Issue #36, opened 2019-11-12
Added a proper url parser and conditions and tests for when we should redirect to mfa setup pages


brendanheywood:
* [x] Make sure you can't subvert this with a url inside a param
* [x] test for when moodle is installed into a subdirectory

brendanheywood:
This has a lot in common with https://github.com/catalyst/moodle-tool_mfa/issues/68 so maybe do them together

Peterburnett:
Closed in #101

PR #101, opened 2019-12-05
Issue #68: Redirection logic for auth

### LINKED ISSUE #68: Triple check logic around tool_mfa_after_require_login
The entire security of this plugin hinges on this. This needs to be bulletproof.

I've scanned require_login for all the weird edge cases that happen before this hook fires:

* [x] Add unit tests with a data provider with urls. Need to make sure you can't craft a url to get into some other page by hacking query params, or file arguments etc

* [x] I would also like special checks for non web things, ajax calls etc. We need to allow enough stuff to work to allow the page to render fully, but you shouldn't be able to call say an arbitrary ajax web service yet.

* [x] test for when a user logs in the first time, but is not fully setup (eg gets redirected to /user/edit.php) BEFORE this hook is called

* [x] test guest access

* [x] test for forced password change logic. this fires BEFORE this hook

* [x] site policy core redirect fires BEFORE

* [x] soft maintenance mode check

* [x] login as checks, see #22

* [x] enrolment plugin redirects

* [x] if we are in forced lockdown, AND you end up on one of these pages where core has redirected, then we cannot redirect to the auth page or we will go in circles. We need to just print an error and die.

Peterburnett:
Closes #68,  #108, #107 and #36.

### DIFF
--- a/classes/manager.php
+++ b/classes/manager.php
@@ -29,6 +29,10 @@ defined('MOODLE_INTERNAL') || die();
 
 class manager {
 
+    const REDIRECT = 1;
+    const NO_REDIRECT = 0;
+    const REDIRECT_EXCEPTION = -1;
+
     /**
      * Displays a debug table with current factor information.
      */
@@ -257,6 +261,10 @@ class manager {
             $event = \tool_mfa\event\user_passed_mfa::user_passed_mfa_event($USER);
             $event->trigger();
 
+            // Unset session vars during mfa auth.
+            unset($SESSION->mfa_redir_referer);
+            unset($SESSION->mfa_redir_count);
+
             // Fire post pass state factor actions.
             $factors = \tool_mfa\plugininfo\factor::get_active_user_factor_types();
             foreach ($factors as $factor) {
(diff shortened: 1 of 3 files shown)


classes/manager.php
```diff
@@ -257,12 +261,101 @@ public static function set_pass_state() {
...
+            return 0;
+        }
+
+        // WS/AJAX check.
+        if (WS_SERVER || AJAX_SCRIPT) {
+            return self::REDIRECT_EXCEPTION;
+        }
+
+        // User/edit.php.
+        $useredit = new \moodle_url('/user/edit.php');
```
brendanheywood: I think this needs to be more like if (user_not_full_setup() then NO_REDIRECT

Test this in profile editing when some ajax calls

classes/manager.php
```diff
@@ -257,12 +261,101 @@ public static function set_pass_state() {
...
+        }
+
+        // Site policy.
+        if (isset($USER->policyagreed) && !$USER->policyagreed &&
+            defined('NO_SITEPOLICY_CHECK') && !NO_SITEPOLICY_CHECK) {
+            return self::NO_REDIRECT;
+        }
+
+        // Soft maintenance mode.
+        if (!empty($CFG->maintenance_enabled)) {
```
brendanheywood: I'd move this one to the top

I think there is also a couple other similar edge cases to test / check during install / upgrade:

if (isset($CFG->adminsetuppending)) {

if (during_initial_install())

if ($CFG->upgraderunning

Some of these might be redundant and overlap

lib.php
```diff
@@ -44,10 +45,12 @@ function tool_mfa_after_require_login() {
             $SESSION->tool_mfa_setwantsurl = true;
```
brendanheywood: I think only do this if you actually redirect, so move into the if below?

lib.php
```diff
@@ -31,8 +31,9 @@
  * @return void
  * @throws \moodle_exception
  */
-function tool_mfa_after_require_login() {
-    global $SESSION, $ME, $CFG;
+function tool_mfa_after_require_login($courseorid = null, $autologinguest = null, $cm = null,
+    $setwantsurltome = null, $preventredirect = null) {
```
brendanheywood: I've never actually used $setwantsurltome but seems like we should honor this flag too?

classes/manager.php
```diff
@@ -257,12 +261,115 @@ public static function set_pass_state() {
...
+
+        // Initial installation.
+        // We get this for free from get_plugins_with_function.
+
+        // Upgrade check.
+        // We get this for free from get_plugins_with_function.
+
+        // Honor prevent_redirect.
+        if ($preventredirect) {
+            return 0;
```
brendanheywood: is this intentional?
----------------
> [About this task]:
Up to and including the line that contains "### LINKED ISSUE", restate each line of the material above word for word, beginning with its first line.

> [Solution to this problem]:
Issue #36, opened 2019-11-12
Added a proper url parser and conditions and tests for when we should redirect to mfa setup pages


brendanheywood:
* [x] Make sure you can't subvert this with a url inside a param
* [x] test for when moodle is installed into a subdirectory

brendanheywood:
This has a lot in common with https://github.com/catalyst/moodle-tool_mfa/issues/68 so maybe do them together

Peterburnett:
Closed in #101

PR #101, opened 2019-12-05
Issue #68: Redirection logic for auth

### LINKED ISSUE #68: Triple check logic around tool_mfa_after_require_login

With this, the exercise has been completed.